### [THE PROBLEM]
Only the lines from the one with "Feature: Informative record" through the last belong in the output; print them exactly as given below.

DATA FOR THIS TASK Block Start

PR #4513, opened 2026-08-22
Feature: Informative record save outcomes with attachment reconciliation

andrewbrazzatti:
## Summary

Record create and update operations previously reported a single boolean success flag, leaving clients unable to distinguish a fully committed save from one where follow-up work (attachment finalization, post-save processing) failed after the primary metadata mutation landed. This PR introduces typed, correlated save outcomes across the REST API, storage layer, and embedded Angular forms.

DATA FOR THIS TASK Block End

### [TASK RESULT]
Feature: Informative record save outcomes with attachment reconciliation

andrewbrazzatti:
## Summary

Record create and update operations previously reported a single boolean success flag, leaving clients unable to distinguish a fully committed save from one where follow-up work (attachment finalization, post-save processing) failed after the primary metadata mutation landed. This PR introduces typed, correlated save outcomes across the REST API, storage layer, and embedded Angular forms.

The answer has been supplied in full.